Differentiating macrophage activation syndrome in systemic juvenile idiopathic arthritis from other forms of hemophagocytic lymphohistiocytosis

OBJECTIVES: To identify measures distinguishing macrophage activation syndrome (MAS) in systemic juvenile idiopathic arthritis (sJIA) from familial hemophagocytic lymphohistiocytosis (FHL) and virus-associated hemophagocytic lymphohistiocytosis (VA-HLH) and to define appropriate cutoff values. To evaluate suggested dynamic measures differentiating MAS in patients with sJIA from sJIA flares.

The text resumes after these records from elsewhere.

Issue #17269, opened 2020-01-10
[mxnet 2.0][item 4.8][RFC] Gluon Data API Extension and Fixes(Part 2)


zhreshold:
## Description
This is the part 2 of Gluon Data API extension and fixes, which mainly focus on speeding up the current data loading pipeline using gluon dataset and dataloader.

## Motivation

The current data loading pipeline is the major bottleneck for many training tasks. We can summarize the entire flow as:

```bash
| Dataset.__getitem__ -> 
| Transform.__call__()/forward() ->
| Batchify ->
| (optional communicate through shared_mem) ->
| split_and_load(ctxs) ->
| <training on GPUs>
-> 
```
where there are performance concerns:
- performance of python dataset/transform functions aren't satisfying
- it's not easy to embrace multithreading to speed up dataloading due to global interpreter lock
- python multiprocessing is unfortunately slow and error prune, not to mention the shared memory implementations on different OS are quite difference and very annoying(e.g., it's very likely to run out of shared memory if not properly taken care of)
- currently memory planing for batchify is non-exist, causing frequent alloc/dealloc for large chunk of memory if the batch size is big
- batchify then split and load can be optimized to partial_batchify

## Proposal
To alleviate the existing troubles I propose to use a hybrid solution, that is to 
- provide C++ Datasets that can cover the most usecases
    ```python
    from gluon.data.dataset import TupleDataset, ImageFolderDataset, ArrayDataset
    # as long as TupleDataset, ImageSequenceDataset, ArrayDataset are supported by backend
    dataset = TupleDataset([ImageSequenceDataset(img_paths), ArrayDataset(image_labels)])
    # dataset is an image classification dataset while fully supported in C++
    # with TupleDataset we can combine as many data as possible

    # a C++ backed Dataset can have a magic __handle__ method to return the c++ handle for reference
    class TupleDataset:
        def __init__(self, datasets):
            if all([callable(getattr(dataset, '__handle__')) for dataset in datasets]):
                # all supported by backend
                self._tuple_dataset = check_call(_LIB.MXTupleDatasetCreate([getattr(dataset, '__handle__') for dataset in datasets]))
            else:
                self._tuple_dataset = None

            def __handle__(self):
                return self._tuple_dataset
                    
    ```
- provide common C++ batchify functions that are split and context aware. Batchify with memory planner is TBD.
[...]

PR #17841, opened 2020-03-15
Gluon data 2.0: c++ dataloader and built-in image/bbox transforms

zhreshold:
## Description ##
This is the implementation for proposal #17269

### Changes ###
The major components of this PR is:
- c++ threaded dataloader with native support from the following datasets/batchify_functions
- c++ native support for datasets covering `gluon.data.datasets` and `gluon.data.vision.datasets`
- c++ batchify functions including `Stack`, `Pad`, `Groups`
- Gluon version of transforms that can apply data augmentations to image/bboxes
- Gluon version of data iterator substitutes of `mx.image.ImageIter` and `mx.image.ImageDetIter` for simplest interface for loading image classification and object detection datsets.

### Code Review ###
Since this PR involves lots of backend and frontend changes and can not be easily divided into multiple PRs, so I would like to suggest modular code reviews:

| Modules | notes | suggested reviewers | 
| ------------| -------- | --------------------------- |
| include/mxnet/c_api.h/cc, include/mxnet/io.h,  python/mxnet/gluon/data/_internal.py,  python/mxnet/io/io.py | c api changes for io: datasets and batchify functions, with corresponding python frontends | @szha, @leezu |
| python/mxnet/gluon/data/batchify.py(dataloader.py, dataset.py) | gluon data loader and batchify functions | @sxjscience |
|  python/mxnet/gluon/contrib/data/vision/dataloader.py,  python/mxnet/gluon/contrib/data/vision/transforms/* | substitutes for deprecated mx.image.ImageIter and mx.image.ImageDetIter and old augmenters | all committers |
|  python/mxnet/gluon/nn/basic_layers.py | changes to `nn.sequential` and `nn.HybridSequential` to allow Sequential block to take more than 1 arguments |  all gluon contributors |
|  python/mxnet/image/image.py | numpy compatitility change | @haojin2 |
| src/imperative/* | Minor modification to cached op to allow operators to skip engine in imperative executions | @eric-haibin-lin |
|  src/io/dataloader.cc(dataset.cc, batchify.cc), src/io/iter_sampler.cc | c++ implementations of gluon.data(gluon.data. dataset, gluon.data.batchify) | @leezu @sxjscience  |
|  src/operator/image/* | operators to support many random image transformations | committers familiar with vision operators |

Thank you for everyone who participate in code review and sorry about the size of this PR.


zhreshold:
Ping for reviewers' attention. I will fix lint along with review comments to reduce CI triggers.

src/io/dataset.cc
```diff
@@ -0,0 +1,696 @@
...
+    // declare parameters
+    DMLC_DECLARE_PARAMETER(NDArrayDatasetParam) {
+        DMLC_DECLARE_FIELD(arr)
+            .describe("Pointer to NDArray.");
+    }
+};  // struct NDArrayDatasetParam
+
+DMLC_REGISTER_PARAMETER(NDArrayDatasetParam);
+
+class NDArrayDataset : public Dataset {
```
leezu: Specify all datasets as `final`? This will allow the compiler to perform further optimization

include/mxnet/io.h
```diff
@@ -113,5 +120,105 @@ struct DataIteratorReg
...
+ * data augmentation or transformation processes.
+ */
+class Dataset {
+  public:
+    /*!
+    *  \brief Initialize the Operator by setting the parameters
+    *  This function need to be called before all other functions.
+    *  \param kwargs the keyword arguments parameters
+    */
+    virtual void Init(const std::vector<std::pair<std::string, std::string> >& kwargs) = 0;
```
leezu: As "This function need to be called before all other functions", why not use a constructor instead? That way compiler will ensure initialization happens.

python/mxnet/gluon/data/batchify.py
```diff
@@ -0,0 +1,433 @@
...
+    >>> a = nd.array([[1, 2, 3, 4], [5, 6, 7, 8]])
+    >>> b = nd.array([[5, 8], [1, 2]])
+    >>> batchify.Pad(pad_val=-1)([a, b])
+    [[[ 1.  2.  3.  4.]
+      [ 5.  6.  7.  8.]]
+     [[ 5.  8. -1. -1.]
+      [ 1.  2. -1. -1.]]]
+    <NDArray 2x2x4 @cpu(0)>
+    """
+    def __init__(self, pad_val=None, ret_length=False, dtype=None, use_shared_mem=False):
```
sxjscience: In the new numpy version of GluonNLP, I removed `ret_length` and just call `pad_val` as `val`. Also, I removed the warning. In addition, there is a round_to flag as in https://github.com/dmlc/gluon-nlp/blob/3f7465ab5d0f926c2c6f424644daaa30668570ba/src/gluonnlp/data/batchify/batchify.py#L222

python/mxnet/gluon/data/_internal.py
```diff
@@ -0,0 +1,348 @@
...
+        # check bound
+        if idx < 0 or idx >= self._len:
+            raise IndexError("Index {} out of bound: (0, {})".format(orig_idx, self._len))
+        create_ndarray_fn = _np_ndarray_cls if is_np_array() else _ndarray_cls
+        output_vars = ctypes.POINTER(NDArrayHandle)()
+        num_output = ctypes.c_int(0)
+        check_call(_LIB.MXDatasetGetItems(self.handle,
+                                          ctypes.c_uint64(idx),
+                                          ctypes.byref(num_output),
+                                          ctypes.byref(output_vars)))
```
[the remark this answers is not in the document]
zhreshold: I am thinking of a separate PR that addresses the FFI improvement for all data related APIs. For now, maintaining consistency with other data APIs is preferable.

python/mxnet/gluon/data/batchify.py
```diff
@@ -0,0 +1,433 @@
...
+        else:
+            out = [_arr.array(x) for x in arrs]
+
+    # add batch axis
+    if expand:
+        out = [x.expand_dims(axis=batch_axis) for x in out]
+    return out
+
+
+class Append(object):
```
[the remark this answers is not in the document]
zhreshold: Is python2 explicitly disabled now in master?

python/mxnet/gluon/data/dataloader.py
```diff
@@ -572,16 +564,26 @@ def default_batchify_fn(data):
         unless you are experiencing timeout and you know it's due to slow data loading.
         Sometimes full `shared_memory` will cause all workers to hang and causes timeout. In these
         cases please reduce `num_workers` or increase system `shared_memory` size instead.
+    try_nopython : bool, default is None
```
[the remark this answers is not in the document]
zhreshold: Here's what I set for `try_nopython`:
- `True` to explicitly check for failure cases, e.g. raise warnings if pure c++ loading is not available.
- `False`, do not engage c++, always use python
- `None`, check for c++ and enable silently, if not available, fall back to python silently. This is designed for user who DON'T care

src/imperative/cached_op.h
```diff
@@ -524,15 +528,15 @@ class CachedOp {
...
- private:
   struct DynamicRuntime;
 
   OpStatePtr DynamicForward(
       const Context& default_ctx,
       const std::vector<NDArray*>& inputs,
       const std::vector<NDArray*>& outputs,
       bool use_naive_run = false);
+
+ private:
```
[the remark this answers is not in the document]
zhreshold: Cached op don't allow backward to be called directly. I didn't change the behavior.

include/mxnet/io.h
zhreshold: Due to the argument parsing system mxnet uses, python has to create object first and pass arguments to call `Init`

zhreshold:
> Awesome job! Would you mind also looking into how we adopt the new FFI?


> I am thinking of a separate PR that addresses the FFI improvement for all data related APIs. For now, maintaining consistency with other data APIs is preferable.

include/mxnet/io.h
leezu: `MXDatasetCreateDataset` writes the address of the created dataset to the `out` argument. Why is there be a requirement to have an `Init` function?

python/mxnet/gluon/data/batchify.py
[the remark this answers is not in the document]
leezu: Yes

src/imperative/cached_op.h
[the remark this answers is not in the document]
leezu: Well, previously `DynamicForward` was `private`

include/mxnet/io.h
leezu: This is still outstanding. Do you have a plan to fix the API design issue?

zhreshold:
> Let's use constructor to initialize the classes instead of requiring users to call Init after construction?

@leezu Sorry I missed this comment. If you look at the creator in c_api used for list and create the existing mxnet iterators: https://github.com/apache/incubator-mxnet/blob/master/src/c_api/c_api.cc#L1859, you will find that the registry is used to hold all uninitialized iterators that has been registered to io module: https://github.com/apache/incubator-mxnet/blob/master/python/mxnet/io/io.py#L984

So if I follow the current registeration patter in python module, I have to follow the empty constructor + init function.

leezu:
I'm not convinced. You can change the call signature of the registry and provide `const std::vector<std::pair<std::string, std::string> >& kwargs` to the constructor instead of the Init function. There should be no problem.

include/mxnet/io.h
```diff
@@ -113,5 +120,104 @@ struct DataIteratorReg
...
+  *  \param idx the integer index for required data
+  *  \param ret the returned ndarray items
+  */
+  virtual bool GetItem(uint64_t idx, std::vector<NDArray>* ret) = 0;
+  // virtual destructor
+  virtual ~Dataset(void) {}
+};  // class Dataset
+
+/*! \brief typedef the factory function of dataset */
+typedef std::function<Dataset *()> DatasetFactory;
```
leezu, line 157: Need to change DatasetFactory type to accept kwargs.

src/c_api/c_api.cc
```diff
@@ -1924,6 +1967,194 @@ int MXDataIterGetPadNum(DataIterHandle handle, int *pad) {
...
+
+int MXDatasetCreateDataset(DatasetCreator handle,
+                           uint32_t num_param,
+                           const char **keys,
+                           const char **vals,
+                           DatasetHandle *out) {
+  Dataset *dataset = nullptr;
+  API_BEGIN();
+  DatasetReg *e = static_cast<DatasetReg *>(handle);
+  dataset = e->body();
```
leezu, line 1987: Need to pass kwargs here after changing registry func type.

zhreshold: okay, I got your point, will change to constructor.

leezu: Thanks. For reference you can check https://isocpp.github.io/CppCoreGuidelines/CppCoreGuidelines#Rc-complete why this is a good practice.

RuRo:
@zhreshold I see, you increased the timeout for the GPU tests. If you are trying to avoid aborts of the `Python 3: GPU` and `Python 3: GPU (TVM_OP OFF)` tests on `unix-gpu` after 3 hours, this won't help. This is a known bug, where those tests sometimes get completely stuck. These tests should normally complete in about an hour. See #18090 for discussion.

zhreshold:
@leezu Outstanding comments fixed, can you take another look?
@szha @eric-haibin-lin can you please either request change or approve?

tests/python/unittest/test_contrib_gluon_data_vision.py
```diff
@@ -0,0 +1,145 @@
...
+    right = (xy[:, 0] + wh[:, 0])[:, np.newaxis]
+    top = (xy[:, 1] - wh[:, 1])[:, np.newaxis]
+    bot = (xy[:, 1] + wh[:, 1])[:, np.newaxis]
+    boxes = np.maximum(0., np.minimum(1., np.hstack((left, top, right, bot))))
+    cid = np.random.randint(0, 20, size=num)
+    label = np.hstack((cid[:, np.newaxis], boxes)).ravel().tolist()
+    return [2, 5] + label
+
+
+class TestImage(unittest.TestCase):
```
leezu, line 53: Did you check this is completely covered by pytest's unittest support https://docs.pytest.org/en/latest/unittest.html ?

tests/python/unittest/test_numpy_interoperability.py
```diff
@@ -1832,7 +1832,7 @@ def test_scalar_output():
             v2 = vec2.astype(dt)
             OpArgMngr.add_workload('matmul', v1, v2)
             OpArgMngr.add_workload('matmul', v2.T, v1)
-
+
```
leezu, line 1835: Why add the whitespace here (and many other places in this file).

include/mxnet/io.h
```diff
@@ -113,5 +120,98 @@ struct DataIteratorReg
...
+class Dataset {
+ public:
+  /*!
+  *  \brief Get the size of the dataset
+  */
+  virtual uint64_t GetLen(void) const = 0;
+  /*!
+  *  \brief Create a copy of dataset for threaded worker
+  */
+  virtual Dataset* Clone(void) const = 0;
```
leezu, line 139: Is this used? If not, delete. If yes, why not use c++ copy mechanism?

tests/python/unittest/test_numpy_interoperability.py
zhreshold: git merging issue, will delete

tests/python/unittest/test_contrib_gluon_data_vision.py
zhreshold: Yes, it's modified to accomodate the transition from nose to pytest

tests/python/unittest/test_numpy_contrib_gluon_data_vision.py
```diff
@@ -0,0 +1,146 @@
...
+            mx.gluon.contrib.data.vision.ImageBboxDataLoader(3, (3, 400, 400),
+                path_imglist=fname, path_root='', last_batch='rollover'),
+            mx.gluon.contrib.data.vision.ImageBboxDataLoader(3, (3, 400, 400), shuffle=True,
+                path_imglist=fname, path_root='', last_batch='keep')
+        ]
+
+    @use_np
+    def test_bbox_augmenters(self):
+        # only test if all augmenters will work
+        # TODO(Joshua Zhang): verify the augmenter outputs
```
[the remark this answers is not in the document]
zhreshold: Yes, it's verified by visual inspect and training, however the unittest doesn't support checking random augmenters right now. If you have better idea please let me know.

src/io/iter_sampler.cc
```diff
@@ -0,0 +1,183 @@
...
+
+DMLC_REGISTER_PARAMETER(RandomSamplerParam);
+
+class RandomSampler : public IIterator<DataInst> {
+ public:
+  virtual void Init(const std::vector<std::pair<std::string, std::string> >& kwargs) {
+    param_.InitAllowUnknown(kwargs);
+    indices_.resize(param_.length);
+    std::iota(std::begin(indices_), std::end(indices_), 0);  // fill like arange
+    rng_.reset(new common::RANDOM_ENGINE(kRandMagic + param_.seed));
```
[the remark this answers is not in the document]
zhreshold: It's sharing the same random engine with mxnet's inited seed. Adding a separate seed here is can help users to tweak the randomness of this particular sampler. The idea is, 
- if you change seed for mxnet, it affects all internal random generator, including this sampler. 
- If tweaking the seed specified here, only this sampler is affected.

python/mxnet/gluon/data/dataloader.py
```diff
@@ -655,3 +680,119 @@ def __del__(self):
...
+            return False, error_template.format('pass', 'pass', 'fail')
+    elif isinstance(batch_sampler, MXSampler):
+        mx_loader_args['batch_sampler'] = batch_sampler
+    else:
+        return False, error_template.format('pass', 'pass', 'fail')
+    # all good
+    return True, mx_loader_args
+
+
+class MXThreadedDataLoader(object):
```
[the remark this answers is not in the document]
zhreshold: Thanks, changed to private

src/io/iter_sampler.cc
```diff
@@ -0,0 +1,183 @@
...
+    }
+    return false;
+  }
+
+  virtual const DataInst &Value(void) const {
+    return out_;
+  }
+ private:
+  /*! \brief random magic number */
+  static const int kRandMagic = 2333;
```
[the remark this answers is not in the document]
zhreshold: See https://github.com/apache/incubator-mxnet/pull/17841#discussion_r416847315

> It's sharing the same random engine with mxnet's inited seed. Adding a separate seed here is can help users to tweak the randomness of this particular sampler. The idea is,
> 
> * if you change seed for mxnet, it affects all internal random generator, including this sampler.
> * If tweaking the seed specified here, only this sampler is affected.

python/mxnet/gluon/data/dataloader.py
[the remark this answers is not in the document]
zhreshold: Done

python/mxnet/gluon/data/dataloader.py
```diff
@@ -572,16 +564,26 @@ def default_batchify_fn(data):
         unless you are experiencing timeout and you know it's due to slow data loading.
         Sometimes full `shared_memory` will cause all workers to hang and causes timeout. In these
         cases please reduce `num_workers` or increase system `shared_memory` size instead.
+    try_nopython : bool, default is None
+        Try compile python dataloading pipeline into pure MXNet c++ implementation. The benefit is
+        potentially faster iteration, no `shared_memory` usage, and less processes managed by python.
+        The compilation is not gauranteed to support all use cases, but it will fallback to python in
+        case of failure. You can set `try_nopython` to `False` to disable auto-detection of the
+        compilation feature or leave it to `None` to allow MXNet to determine it automatically.
+        If you request `try_nopython` to `True` and the compilation fails, it will raise a warning and
```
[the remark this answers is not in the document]
zhreshold: Modified to Raise RuntimeError instead.

python/mxnet/gluon/contrib/data/vision/dataloader.py
```diff
@@ -0,0 +1,521 @@
...
+    augmenter.add(transforms.image.ToTensor())
+
+    if mean is not None or std is not None:
+        augmenter.add(transforms.image.Normalize(mean, std))
+
+    augmenter.add(transforms.Cast(dtype))
+
+    return augmenter
+
+class ImageDataLoader(object):
```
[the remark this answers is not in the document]
zhreshold: It's a thin wrapper on top of `DataLoader`, the approach you mentioned is exactly what I was thinking of . In fact, anyone can directly use `DataLoader` with `transform` or `transform_first` by manually compose the transforms. 

However, I guess users of the legacy `ImageDetIter` won't be happy with the deprecation of the old iterator so I am trying to keep a contrib version with augmenters wrapped in for convenient transition.

ci/build_windows.py
```diff
@@ -184,6 +184,7 @@ def windows_build(args):
             if ret != 0:
                 build_try += 1
                 logging.info("{} build(s) have failed".format(build_try))
+                sys.exit(1)
```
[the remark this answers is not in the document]
zhreshold: Added to stop windows ci with error status. With https://github.com/apache/incubator-mxnet/pull/18177 I can delete this.

src/io/iter_sampler.cc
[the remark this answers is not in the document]
leezu: I agree about the idea. My point is that I don't think the current code implements this idea, but rather uses a fixed magic seed plus a user-specified seed which defaults to a fixed number as well.

tests/python/unittest/test_numpy_contrib_gluon_data_vision.py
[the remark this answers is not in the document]
leezu: Let's remove the in-line to do then?

src/io/iter_sampler.cc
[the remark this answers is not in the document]
zhreshold: Good catch, will try to align with the random generator resource

src/io/dataset.cc
```diff
@@ -0,0 +1,697 @@
...
+      }
+    }
+    return true;
+  }
+
+ private:
+  /*! \brief parameters */
+  RecordFileDatasetParam param_;
+  /*! \brief recordIO context */
+  std::shared_ptr<dmlc::RecordIOReader> reader_;
```
leezu, line 124: Why not make this `thread_local` given the thread safety issues? Then you may not need to copy around datasets at the level of the sampler

zhreshold:
> Thanks @zhreshold!
> 
> I have two general questions and also left some comments / requested changes inline:
> 
> * What's the plan for python/mxnet/gluon/contrib/data/vision/transform? You mentioned we like to remove vision API and keep it in GluonCV only? Does that not apply to the data API? Will the data API be removed in GluonCV or how is the relation to the one in MXNet?
> * How can users run the pipeline / part of it on GPU? Some of the operators added in this PR do have GPU implementations, but I'm not sure how they could be used. Is there any plan on how to extend the current design to integrate with external libraries such as nvidia dali?
> 
> For the inline comments, the "requested changes" are with respect to CI Windows build script and the random state in the samplers. The others are more open-ended questions

@leezu 

- We are indeed removing CV specific implementation, especially network definitions, in favor of GluonCV. In the meantime some fundmental image processing transforms will still be added to MXNet. For definition of `fundmental`, I refer to the usage in [D2L](https://d2l.ai/) for guidance. 

- For GPU, there's a lot of topics we can discuss, including end-to-end GPU training, DALI integration, hybrid CPU/GPU data pipeline, (de)serialization of data pipeline. I am open to all these discussions, but do not have bandwidth to work on those areas yet.

leezu:
So the fundamental APIs would only be maintained in MXNet side and removed from GluonCV?

zhreshold:
> So the fundamental APIs would only be maintained in MXNet side and removed from GluonCV?

@leezu  Yes

python/mxnet/gluon/data/dataloader.py
```diff
@@ -607,28 +609,51 @@ def __init__(self, dataset, batch_size=None, shuffle=False, sampler=None,
...
+        if use_mx_iter:
+            logging.info("Using MXNet backend ThreadedDataLoader with %s workers "
+                         "instead of python dataloader.", self._num_workers)
+            self._mx_iter = MXThreadedDataLoader(
+                num_workers=self._num_workers,
+                pin_memory=self._pin_memory,
+                pin_device_id=self._pin_device_id,
+                prefetch=self._prefetch, **mx_iter_args)
+        else:
+            if self._num_workers > 0:
```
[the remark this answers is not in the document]
zhreshold: num_workers == 0 is handled in `__iter__` and there's nothing needs to be done in `__init__`

src/io/iter_prefetcher.h
```diff
@@ -86,14 +88,20 @@ class PrefetcherIter : public IIterator<DataBatch> {
...
-                                          Context::CPU(), false,
+                                          ctx, false,
                                           dtype);
           }
         }
         CHECK(batch.data.size() == (*dptr)->data.size());
         // copy data over
         for (size_t i = 0; i < batch.data.size(); ++i) {
+          if ((*dptr)->data.at(i).shape() != batch.data[i].shape_) {
+            // perf warning, dynamic buffer might be slow
```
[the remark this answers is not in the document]
zhreshold: Modified

src/io/iter_sampler.cc
```diff
@@ -0,0 +1,183 @@
...
+
+DMLC_REGISTER_PARAMETER(SequentialSamplerParam);
+
+class SequentialSampler : public IIterator<DataInst> {
+ public:
+  virtual void Init(const std::vector<std::pair<std::string, std::string> >& kwargs) {
+    param_.InitAllowUnknown(kwargs);
+    indices_.resize(param_.length);
+    std::iota(std::begin(indices_), std::end(indices_), 0);  // fill like arange
+    out_.data.resize(2);  // label required by DataBatch, we can use fake label here
```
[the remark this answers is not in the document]
zhreshold: It turns out to be a python iterator limitation, not applicable to the DataBatch, so removed the hacky code, and the DataBatch is now good w/o label.

src/io/iter_sampler.cc
```diff
@@ -0,0 +1,183 @@
...
+  /*! \brief random magic number */
+  static const int kRandMagic = 2333;
+  /*! \brief Stored integer indices */
+  std::vector<int64_t> indices_;
+  /*! \brief current position for iteration */
+  std::size_t pos_;
+  /*! \brief data for next value */
+  DataInst out_;
+  /*! \brief random generator engine */
+  std::unique_ptr<common::RANDOM_ENGINE> rng_;
```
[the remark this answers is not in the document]
zhreshold: Done

python/mxnet/gluon/contrib/data/vision/dataloader.py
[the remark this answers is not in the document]
leezu: Why wouldn't they be happy, given that the composition of transforms appears straightforward?
Having a lot of wrappers around DataLoader will make it harder for us to maintain the codebase in the future, and may also confuse users as it's not clear to them that the manual composition approach is equivalent to using the wrapper. So I wonder if it's better to remove the wrapper and try keep our codebase shorter?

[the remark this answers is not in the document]
zhreshold: A 200 line of code can save each user 5min at least, especially for beginners. Actually it's not duplicating any code block and can handle most usecases for images. 

So I think it's worth the effort to put in `gluon.contrib` and get maintained.

src/io/dataset.cc
```diff
@@ -78,53 +74,44 @@ class RecordFileDataset final : public Dataset {
...
+          out.shape(), cpu::kDevMask, out.dtype(), 0),
+          &dst, Context::CPU(), Context::CPU(), rctx);
     }
     return true;
   }
 
  private:
+  using ReaderPtr = std::unique_ptr<dmlc::RecordIOReader>;
+  using StreamPtr = std::unique_ptr<dmlc::Stream>;
+  using RecordIOPair = dmlc::ThreadLocalStore<std::pair<StreamPtr, ReaderPtr> >;
```
leezu, line 111: ThreadLocalStore has some problems (https://github.com/dmlc/dmlc-core/issues/571), let's just use https://en.cppreference.com/w/cpp/keyword/thread_local ?

src/io/iter_sampler.cc
```diff
@@ -126,7 +126,9 @@ class RandomSampler : public IIterator<DataInst> {
     param_.InitAllowUnknown(kwargs);
     indices_.resize(param_.length);
     std::iota(std::begin(indices_), std::end(indices_), 0);  // fill like arange
-    rng_.reset(new common::RANDOM_ENGINE(kRandMagic + param_.seed));
+    mshadow::Random<cpu> *ctx_rng = ResourceManager::Get()->Request(
+      Context::CPU(), ResourceRequest::kRandom).get_random<cpu, real_t>(nullptr);
+    rng_.reset(new common::RANDOM_ENGINE(ctx_rng->GetSeed() + param_.seed));
```
leezu, line 130: Delete the user-facing `seed` parameter now that you're using the MXNet seed?

src/io/dataloader.cc
```diff
@@ -0,0 +1,188 @@
...
+  /*! \brief batchify function pointer.*/
+  std::intptr_t batchify_fn;
+  /*! \brief pin memory to device id.*/
+  int pin_device_id;
+  // declare parameters
+  DMLC_DECLARE_PARAMETER(ThreadedDataLoaderParam) {
+      DMLC_DECLARE_FIELD(num_workers).set_default(0)
+          .describe("Number of thread workers.");
+      DMLC_DECLARE_FIELD(dataset)
+          .describe("Number of thread workers.");
```
leezu, line 51: describe text is wrong

src/io/dataloader.cc
```diff
@@ -170,8 +164,7 @@ class ThreadedDataLoader : public IIterator<TBlobBatch> {
   /*! \brief batched buffer */
   std::vector<NDArray> batched_buffer_;
   /*! \brief pointer to dataset */
-  // std::shared_ptr<Dataset> dataset_;
-  std::vector<std::shared_ptr<Dataset>> datasets_;
+  std::shared_ptr<Dataset> dataset_;
```
leezu, line 167: Would we have some double free now? Because this shared_ptr would clean up the Dataset at the end of it's lifetime, and we also have a MXDatasetFree C API

leezu: Nevermind, the MXDatasetCreate actually creates a shared pointer on the heap. So we're just reusing that and there is no double free here. `*out = new std::shared_ptr<Dataset>(dataset); `

src/io/dataset.cc
zhreshold: Swapped with `thread_local`

src/io/dataloader.cc
zhreshold: Thanks for catching

src/io/iter_sampler.cc
zhreshold: Removed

STUDY DESIGN: In a cohort of patients referred for evaluation of hemophagocytic lymphohistiocytosis, we identified 27 patients with sJIA and MAS (MAS/sJIA) fulfilling the criteria of the proposed preliminary diagnostic guideline for the diagnosis of MAS in sJIA. Ten measures at diagnosis were compared between the MAS/sJIA group and 90 patients with FHL and 42 patients with VA-HLH, and cutoff values were determined. In addition, 5 measures were analyzed for significant change from before MAS until MAS diagnosis.

RESULTS: Neutrophil count and C-reactive protein were significantly higher in patients with MAS/sJIA compared with patients with FHL and patients with VA-HLH, with 1.8×10(9)/L neutrophils (sensitivity 85%, specificity 83%) and 90 mg/L C-reactive protein (74%, 89%) as cutoff values. Soluble CD25<7900 U/L (79%, 76%) indicated MAS/sJIA rather than FHL/VA-HLH. Platelet (-59%) and white blood cell count (-46%) displayed a significant decrease, and neutrophil count (-35%) and fibrinogen (-28%) showed a trend during the development of MAS. However, a substantial portion of patients had values at diagnosis of MAS within or above the normal range for white blood cells (84%), neutrophils (77%), platelets (26%), and fibrinogen (71%).

CONCLUSION: Readily available measures can rapidly differentiate between MAS/sJIA and FHL/VA-HLH. The findings substantiate that a decline of measures may facilitate the distinction of MAS from flares of sJIA.